Concerning weighing assessments and fat percentage, however, I largely sensed aversion, frustration and humiliation. It wasn't the examinations that were the difficulty, but the method of implementation.
The opening instance I was forced to endure the degrading process was in the late 2010 period at our annual course. We were in Ljubljana, Slovenia. On the first morning, the referees were separated into three teams of about 15. When my group had walked into the spacious, cool meeting hall where we were to meet, the leadership instructed us to strip down to our underwear. We looked at each other, but no one reacted or attempted to object.
We slowly took off our garments. The prior evening, we had obtained specific orders not to consume food or beverages in the morning but to be as depleted as we could when we were to participate in the examination. It was about weighing as little as possible, and having as minimal body fat as possible. And to look like a referee should according to the paradigm.
There we remained in a extended line, in just our intimate apparel. We were the continent's top officials, professional competitors, inspirations, grown-ups, caregivers, confident individuals with strong ethics … but no one said anything.
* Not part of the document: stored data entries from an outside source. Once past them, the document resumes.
PR #203, opened 2026-04-14
Close the physical Majorana phase surface

### LINKED ISSUE #154: [OPH Task] particles.majorana.01-close-majorana-phase-surface: Close the physical Majorana-phase surface
## Goal
Emit the physical Majorana-phase data on the active OPH neutrino surface instead of leaving the Majorana structure implicit inside auxiliary continuation machinery.

## Why this issue exists
The current corpus closes the weighted-cycle neutrino theorem lane for masses, splittings, and PMNS-type observables, but it does not yet expose final physical Majorana phases as public constants.

## Success rule
- The public neutrino surface states whether physical Majorana phases are emitted, unphysical, or still absent.
- If emitted, the dependency chain from the current neutrino branch to those phases is explicit and target-free.
- If not emitted, the exact remaining blocker is stated sharply rather than absorbed into generic neutrino language.

## Dependencies
Likely downstream of the current neutrino theorem pair and any remaining physical attachment / phase-readout closure objects.

MarioPoneder:
## Summary
- add an explicit shared-basis transport of the repaired weighted-cycle Majorana matrix through `U_e_left`
- emit theorem-grade physical `alpha21^(Maj)` and `alpha31^(Maj)` via canonical Takagi congruence on that transported branch
- surface the new Majorana phase rows in the particle status outputs and constants ledger with focused regression coverage

## Path To The Solution
This issue did not close on the first obvious route.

We barely looked at each other, our looks shifted a bit anxiously while we were invited in pairs. There the boss scrutinized us from completely with an frigid stare. Quiet and attentive. We mounted the weighing machine singly. I pulled in my belly, adjusted my posture and ceased breathing as if it would make any difference. One of the trainers audibly declared: "Eriksson from Sweden, 96.2kg." I perceived how Collina paused, glanced my way and scanned my partially unclothed body. I reflected that this is undignified. I'm an adult and obliged to stand here and be examined and judged.
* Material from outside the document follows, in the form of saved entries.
Issue #56, opened 2026-03-15
[OPH Task] papers.observers.e.16-close-the-problem-of-time-claim-via-modular-time: 16. Close the problem-of-time claim via modular time


muellerberndt:
This issue is managed by `automation/oph_completion/oracle_task_pipeline.py`.
Update the task tree or runtime state instead of editing the issue body directly.

## Status
- Pipeline status: `pending`
- Kanban target status: `Backlog`
- Attempts: `0`
- Completed runs: `0`

## Task
- Task ID: `papers.observers.e.16-close-the-problem-of-time-claim-via-modular-time`
- Parent: `papers.observers.e`
- Primary file: `reverse-engineering-reality/paper/observers_are_all_you_need.tex`
- Dependencies:
  - `papers.observers.d.15-decide-the-status-of-the-critical-superstring-lift`

## Summary
Turn the monograph's problem-of-time entry into an actual theorem or corollary from modular flow and observer algebras rather than a conceptual gloss.

## Prompt Focus
Use the wrapper closure table and gravity surfaces to make the problem-of-time claim either theorematic or explicitly downgraded.

## Acceptance Criteria
- The monograph's problem-of-time claim is either a theorem or corollary from modular flow and observer algebras or is explicitly downgraded.
- Dependencies, imported premises, and remaining blockers are stated explicitly rather than hidden in packaging or rhetoric.
- All configured companion surfaces stay aligned with the updated status of the primary surface.

## Target Files
- `reverse-engineering-reality/paper/observers_are_all_you_need.tex`
- `reverse-engineering-reality/paper/recovering_relativity_and_standard_model_structure_from_observer_overlap_consistency_compact.tex`
- `reverse-engineering-reality/paper/tex_fragments/TECHNICAL_SUPPLEMENT.tex`

muellerberndt:
Closed by the manual integration of PR #253 paper-side content on main. The problem-of-time surface is stated as a conditional BW/geometric-branch observer-relative time reading, not as an operational-clock theorem or global solution. The compact paper, PAPER fragment, Observers appendices, and compact supplement carry the downgrade/alignment in release r1405. Book edits from the PR were intentionally not merged.

PR #253, opened 2026-05-01
fix: qualify modular time claim (issue #56)

rikkaishere5594:
- Defines the problem-of-time surface as a conditional BW/geometric-branch observer-relative time reading, not an operational-clock theorem.
- Synchronizes the compact paper, PAPER fragment, supplement port, and appendix status table to the downgraded claim tier.
- Qualifies book-wide modular-time and clock language with candidate / observer-relative / BW-branch caveats.

Tested: patch --dry-run -p2; git diff --check; targeted overclaim phrase sweep.


muellerberndt:
Integrated manually into main without the book edits, as requested. The paper-side modular-time qualifiers from this PR were adapted to the current refactored sources in commit 023faed, and the final rebuilt paper bundle is release r1405.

I stepped off the scale and it appeared as if I was in a daze. The equivalent coach approached with a kind of pliers, a instrument resembling a lie detector that he began to pinch me with on assorted regions of the body. The measuring tool, as the tool was called, was cool and I jumped a little every time it made contact.
The trainer squeezed, tugged, pressed, measured, reassessed, uttered indistinct words, reapplied force and compressed my epidermis and adipose tissue. After each test site, he announced the metric reading he could measure.
I had no understanding what the figures signified, if it was favorable or unfavorable. It took maybe just over a minute. An aide inputted the numbers into a file, and when all readings had been determined, the file quickly calculated my complete adipose level. My reading was announced, for all to hear: "The official, 18.7 percent."
Why didn't I, or somebody else, voice an opinion?
What stopped us from rise and say what everyone thought: that it was humiliating. If I had raised my voice I would have simultaneously executed my end of my officiating path. If I had doubted or challenged the techniques that Collina had implemented then I wouldn't have got any fixtures, I'm certain of that.
Of course, I also wanted to become more athletic, reduce my mass and achieve my objective, to become a elite arbiter. It was obvious you ought not to be overweight, just as clear you should be fit – and sure, maybe the whole officiating group required a professionalisation. But it was incorrect to try to reach that level through a humiliating weigh-in and an strategy where the primary focus was to shed pounds and lower your adipose level.
Our biannual sessions after that maintained the same structure. Weigh-in, adipose evaluation, running tests, rule tests, analysis of decisions, collaborative exercises and then at the end a summary was provided. On a document, we all got facts about our physical profile – indicators indicating if we were going in the right direction (down) or wrong direction (up).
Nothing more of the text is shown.